Despite the recent decline in Latina pregnancy rates and slowing immigration from Latin America, Frey predicted that by 2023 the majority of all American children will be minorities (that gives us a decade to think up a new name). And at the same time, the massive, mostly white Baby Boom generation will move into retirement, Frey predicts.

Brownstein argues that this divide will have a number of political implications. Among the most important, he warns, is that today's minority kindergarteners will represent "an increasing share of tomorrow's workforce and thus pay more of the payroll taxes that will be required to fund Social Security and Medicare benefits for the mostly white Baby Boomers."

Brownstein and Stephen Klineberg, a sociologist at Rice University in Houston, contend that the future success of America will be dictated by this question, posed by Klineberg:

"Will the Baby Boomers recognize that they have a responsibility and a personal stake in ensuring that this next generation of largely Latino and African-American kids are prepared to succeed?"

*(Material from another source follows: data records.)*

Issue #681, opened 2026-01-20
Non-deterministic bug in `SegmentInjectorModifier`


paulnoalhyt:
**What is the problem? (Here is where you provide a complete Traceback.)**

In `ofrak_core/src/ofrak/core/patch_maker/modifiers.py`, in `SegmentInjectorModifier`, the `modify` method calls `get_mem_region_with_vaddr_from_sorted`. This is implemented in `ofrak_core/src/ofrak/core/memory_region.py`.

The issue I'm running into is when I have 2 CodeRegions that have the same virtual address and the same size (this happened to me because I had the same 2 CodeRegions created by the `ElfUnpacker` and by the `CachedProgramUnpacker`). In this case, the `sorted_regions` at the beginning of `modify` can be in either order:
- Case 1: first region has data, second doesn't
	- `Resource(resource_id=8a6a306cbbbe4c4890a11a2a62564df4, tag=[MemoryRegion,CodeRegion,ElfSectionStructure,NamedProgramSection,Addressable,ProgramSection,ElfSection], data=8a6a306cbbbe4c4890a11a2a62564df4), (MemoryRegion(0x0-0x1000))`
	- `Resource(resource_id=50f74147f96b424ba955ac1bc2ce3010, tag=[CodeRegion,Addressable,MemoryRegion]), (MemoryRegion(0x0-0x1000))`
- Case 2: first region doesn't have data, second does
	- `Resource(resource_id=d28f6e64f0aa4bb6b0099f36c4b11c96, tag=[CodeRegion,Addressable,MemoryRegion]), (MemoryRegion(0x0-0x1000))`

The Baby Boomer generation would do well to invest in the educational performance of blacks and Latinos who lag in educational attainment, Brownstein argues, because if these minority groups continue to fall behind, the country as a whole will have a hard time maintaining a healthy retirement safety net for the elderly.

"This ethnic transformation could be the greatest asset this county will have, with a young multilingual, well-educated workforce," Klineberg writes. "Or it could tear us apart and become a major liability."